• EXERCISE INSTRUCTIONS
Look for the word "same" in the material below, then report each line where it occurs.

• EXERCISE INPUT
--- START ---

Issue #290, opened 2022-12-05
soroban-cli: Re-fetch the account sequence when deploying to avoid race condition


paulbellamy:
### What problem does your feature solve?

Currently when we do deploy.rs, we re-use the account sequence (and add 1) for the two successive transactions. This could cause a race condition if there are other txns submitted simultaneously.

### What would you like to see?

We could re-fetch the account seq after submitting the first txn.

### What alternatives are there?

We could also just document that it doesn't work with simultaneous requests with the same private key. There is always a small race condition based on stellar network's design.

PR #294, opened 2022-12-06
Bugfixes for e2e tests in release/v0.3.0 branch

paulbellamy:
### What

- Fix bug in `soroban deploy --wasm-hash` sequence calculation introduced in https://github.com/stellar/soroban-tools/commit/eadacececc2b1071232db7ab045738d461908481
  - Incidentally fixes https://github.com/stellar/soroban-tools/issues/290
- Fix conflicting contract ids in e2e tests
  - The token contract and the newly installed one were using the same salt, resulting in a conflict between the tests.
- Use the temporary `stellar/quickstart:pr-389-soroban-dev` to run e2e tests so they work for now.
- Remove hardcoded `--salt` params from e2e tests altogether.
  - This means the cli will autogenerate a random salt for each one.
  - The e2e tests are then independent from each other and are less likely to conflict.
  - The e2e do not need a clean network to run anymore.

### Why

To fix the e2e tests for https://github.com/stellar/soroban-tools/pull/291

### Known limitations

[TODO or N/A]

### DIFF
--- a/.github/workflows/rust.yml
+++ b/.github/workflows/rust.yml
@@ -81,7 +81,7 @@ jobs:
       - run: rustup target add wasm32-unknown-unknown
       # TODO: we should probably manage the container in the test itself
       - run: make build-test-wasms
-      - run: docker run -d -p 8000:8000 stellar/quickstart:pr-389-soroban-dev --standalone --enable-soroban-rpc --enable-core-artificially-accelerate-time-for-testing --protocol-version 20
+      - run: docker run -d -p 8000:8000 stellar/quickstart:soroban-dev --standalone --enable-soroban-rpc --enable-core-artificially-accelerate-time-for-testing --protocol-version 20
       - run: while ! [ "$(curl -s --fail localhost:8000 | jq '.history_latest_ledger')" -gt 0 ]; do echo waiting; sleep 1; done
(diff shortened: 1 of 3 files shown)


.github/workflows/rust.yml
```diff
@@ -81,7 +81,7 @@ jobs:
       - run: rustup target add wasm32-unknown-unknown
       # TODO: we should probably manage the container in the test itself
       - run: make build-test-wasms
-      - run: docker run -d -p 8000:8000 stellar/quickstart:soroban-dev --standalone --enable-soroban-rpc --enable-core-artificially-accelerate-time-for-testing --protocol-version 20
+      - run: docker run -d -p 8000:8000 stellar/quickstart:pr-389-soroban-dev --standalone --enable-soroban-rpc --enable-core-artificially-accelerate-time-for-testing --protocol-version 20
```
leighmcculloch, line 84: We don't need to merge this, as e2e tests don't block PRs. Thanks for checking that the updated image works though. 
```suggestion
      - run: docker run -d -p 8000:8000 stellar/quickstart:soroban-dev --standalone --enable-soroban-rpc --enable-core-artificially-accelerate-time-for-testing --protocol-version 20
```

--- END ---

• FINISHED EXERCISE
We could also just document that it doesn't work with simultaneous requests with the same private key. There is always a small race condition based on stellar network's design.
  - The token contract and the newly installed one were using the same salt, resulting in a conflict between the tests.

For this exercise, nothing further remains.